Collected data entries:
»»

PR #54946, opened 2025-04-18
Extract `Or#or` from `WhereClause`

skipkayhil:
This code was added to `WhereClause` when `Or` was [changed][1] from `Binary` to `Nary`.

By defining `Or#or`, we can simplify `WhereClause`.

Since `Grouping` nodes are unwrapped, this also requires defining `#or`
on `SqlLiteral` (since it's a `String` and not a `Node`).

[1]: https://github.com/rails/rails/commit/bfcc13ab7cd9837bb60d9e5da4a2f9a7c371f9d0


byroot:
The CI failures look legit.

PR #54949, opened 2025-04-20
Avoid unnecessary splat allocations

jeremyevans:
In these 5 calls, an array is allocated for the splat, as the Ruby compiler cannot determine that the keyword/block expressions will not have side effects that will affect the splat. By assigning the related expression to a local variable and using the local variable, you can avoid the allocation for the splat.

CC @tenderlove (not even tens!)

### Motivation / Background

This is just a micro-optimization to avoid allocations and thus improve performance.  All behavior should be the same.

### Detail

These were the issue flagged by the performance warning in Ruby feature 21274 (not yet merged into Ruby itself): https://bugs.ruby-lang.org/issues/21274

### Checklist

* [X] Tests are added or updated if you fix a bug or add a feature (not applicable).
* [X] CHANGELOG files are updated for the changed libraries if there is a behavior change or additional feature. Minor bug fixes and documentation changes should not be included (not applicable).

### DIFF
--- a/actionpack/lib/action_dispatch/routing/mapper.rb
+++ b/actionpack/lib/action_dispatch/routing/mapper.rb
@@ -897,7 +897,8 @@ module ActionDispatch
             assign_deprecated_options(deprecated_options, mapping, :connect)
           end
 
-          match(*path_or_actions, as:, to:, controller:, action:, on:, defaults:, constraints:, anchor:, format:, path:, internal:, **mapping, via: [:get, :connect], &block)
+          via = [:get, :connect]
+          match(*path_or_actions, as:, to:, controller:, action:, on:, defaults:, constraints:, anchor:, format:, path:, internal:, **mapping, via:, &block)
           self
         end
       end
--- a/actionpack/lib/action_dispatch/middleware/stack.rb
+++ b/actionpack/lib/action_dispatch/middleware/stack.rb
@@ -41,6 +41,7 @@ module ActionDispatch
       end
 
       def build(app)
+        block = self.block
         klass.new(app, *args, &block)
       end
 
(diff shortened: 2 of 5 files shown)


actionpack/lib/action_dispatch/routing/mapper.rb
```diff
@@ -897,7 +897,8 @@ def connect(*path_or_actions, as: DEFAULT, to: nil, controller: nil, action: nil
             assign_deprecated_options(deprecated_options, mapping, :connect)
           end
 
-          match(*path_or_actions, as:, to:, controller:, action:, on:, defaults:, constraints:, anchor:, format:, path:, internal:, **mapping, via: [:get, :connect], &block)
+          via = [:get, :connect]
```
byroot, line 900: This one is a bit surprising. The array being a literal I'd expect it not to be subject to that problem.

byroot:
This is interesting, but all of these are rather cold paths, so I'm not sure it's really worth it.

actionpack/lib/action_dispatch/routing/mapper.rb
jeremyevans: This is probably possible to fix in Ruby's compilers.  You'd need to inspect all subnodes of NODE_LIST/ArrayNode and check if all of them are also safe.  Those nodes are not currently handled, so the default is to treat them as unsafe.

jeremyevans: Submitted a pull request to Ruby to avoid array allocation for literal arrays if all elements of the array are safe (which they are in this case): https://github.com/ruby/ruby/pull/13673.  With the optimization, you would not need to create a local variable to avoid the allocation.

««

> **PROMPT**: Return each line of the data exactly as written above.

> **ANSWER SECTION**:
PR #54946, opened 2025-04-18
Extract `Or#or` from `WhereClause`

skipkayhil:
This code was added to `WhereClause` when `Or` was [changed][1] from `Binary` to `Nary`.

By defining `Or#or`, we can simplify `WhereClause`.

Since `Grouping` nodes are unwrapped, this also requires defining `#or`
on `SqlLiteral` (since it's a `String` and not a `Node`).

[1]: https://github.com/rails/rails/commit/bfcc13ab7cd9837bb60d9e5da4a2f9a7c371f9d0


byroot:
The CI failures look legit.

PR #54949, opened 2025-04-20
Avoid unnecessary splat allocations

jeremyevans:
In these 5 calls, an array is allocated for the splat, as the Ruby compiler cannot determine that the keyword/block expressions will not have side effects that will affect the splat. By assigning the related expression to a local variable and using the local variable, you can avoid the allocation for the splat.

CC @tenderlove (not even tens!)

### Motivation / Background

This is just a micro-optimization to avoid allocations and thus improve performance.  All behavior should be the same.

### Detail

These were the issue flagged by the performance warning in Ruby feature 21274 (not yet merged into Ruby itself): https://bugs.ruby-lang.org/issues/21274

### Checklist

* [X] Tests are added or updated if you fix a bug or add a feature (not applicable).
* [X] CHANGELOG files are updated for the changed libraries if there is a behavior change or additional feature. Minor bug fixes and documentation changes should not be included (not applicable).

### DIFF
--- a/actionpack/lib/action_dispatch/routing/mapper.rb
+++ b/actionpack/lib/action_dispatch/routing/mapper.rb
@@ -897,7 +897,8 @@ module ActionDispatch
             assign_deprecated_options(deprecated_options, mapping, :connect)
           end
 
-          match(*path_or_actions, as:, to:, controller:, action:, on:, defaults:, constraints:, anchor:, format:, path:, internal:, **mapping, via: [:get, :connect], &block)
+          via = [:get, :connect]
+          match(*path_or_actions, as:, to:, controller:, action:, on:, defaults:, constraints:, anchor:, format:, path:, internal:, **mapping, via:, &block)
           self
         end
       end
--- a/actionpack/lib/action_dispatch/middleware/stack.rb
+++ b/actionpack/lib/action_dispatch/middleware/stack.rb
@@ -41,6 +41,7 @@ module ActionDispatch
       end
 
       def build(app)
+        block = self.block
         klass.new(app, *args, &block)
       end
 
(diff shortened: 2 of 5 files shown)


actionpack/lib/action_dispatch/routing/mapper.rb
```diff
@@ -897,7 +897,8 @@ def connect(*path_or_actions, as: DEFAULT, to: nil, controller: nil, action: nil
             assign_deprecated_options(deprecated_options, mapping, :connect)
           end
 
-          match(*path_or_actions, as:, to:, controller:, action:, on:, defaults:, constraints:, anchor:, format:, path:, internal:, **mapping, via: [:get, :connect], &block)
+          via = [:get, :connect]
```
byroot, line 900: This one is a bit surprising. The array being a literal I'd expect it not to be subject to that problem.

byroot:
This is interesting, but all of these are rather cold paths, so I'm not sure it's really worth it.

actionpack/lib/action_dispatch/routing/mapper.rb
jeremyevans: This is probably possible to fix in Ruby's compilers.  You'd need to inspect all subnodes of NODE_LIST/ArrayNode and check if all of them are also safe.  Those nodes are not currently handled, so the default is to treat them as unsafe.

jeremyevans: Submitted a pull request to Ruby to avoid array allocation for literal arrays if all elements of the array are safe (which they are in this case): https://github.com/ruby/ruby/pull/13673.  With the optimization, you would not need to create a local variable to avoid the allocation.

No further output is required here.